UC San Diego

The antimalarial resistance arms race is alive and well. In 2022, the Plasmodium genus of parasites were responsible for 249 million cases of malaria, 608,000 of which were fatal (WHO, 2023). This increase in cases is attributed to lack of an effective vaccine and restricted access to preventative and treatment measures coming after the COVID-19 pandemic, but especially to the ongoing development of antimalarial resistant parasites. Thus, there is a dire need to create medicines that possess novel modes of action. And if malaria were ever to be eradicated, we need those that inhibit parasite growth at every stage of their life cycle. So, how do we know which compounds exhibit antimalarial activity in a novel way?

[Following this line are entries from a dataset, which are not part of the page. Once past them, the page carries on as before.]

PR #3386, opened 2026-07-24
Racingbike: simplify 'collect'

karussell:
After the collect method from racingbike is now decoupled I tried to simplify the code further and I like it.

wdyt @ratrun ?

Finally mainly three cases:

1. priority via simple highwayToPrio HashMap
2. "track", "cycleway" and "steps" exceptions
3. boost wider roads with bikeDesignated
4. (tunnel handling -> not so sure if really needed for racingbike)
5. (minor boost for primary if "maxSpeed <= 30". e.g. secondary is already at "slight prefer")

Minor behaviour change: removed shared_lane (no advantage for racingbike IMO) and also share_busway+opposite_track are not that good (not sure why we have this for normal bike?)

This dissertation highlights and applies strategies of antimalarial target identification. Chapter 1 describes omics approaches: in-vitro evolution and whole genome analysis, proteomic affinity chromatography, cellular thermal shift assay, metabolomic profiling. Chapter 2 uses these methods on imidazolopiperazines, a new class of antimalarials that possess a novel mode of action and are active against multiple stages of the parasite life cycle. Previous work evolving parasites against the GNF179 analog only presented multidrug resistance mechanisms; metabolomic profiling with the KAF156 analog did not present clear perturbations. Using proteomic affinity chromatography, thermal shift assay, and surface plasmon resonance, we identify GNF179 interaction with a putative dynamin-like GTPase. Having only been predicted to be essential in parasites, we also confirm that it is an essential P. falciparum gene via conditional knockdown. Molecular docking and GTPase activity assay suggest imidazolopiperazine binding to the N-terminal GTPase domain, yet a nonsense mutation that removes residues from the C-terminal end confers resistance. In Chapter 3, we investigate the significance of the transmembrane domains and C-terminal tail of this GTPase protein to imidazolopiperazine interaction. Through this research, we can better guide imidazolopiperazine development and anticipate resistant alleles.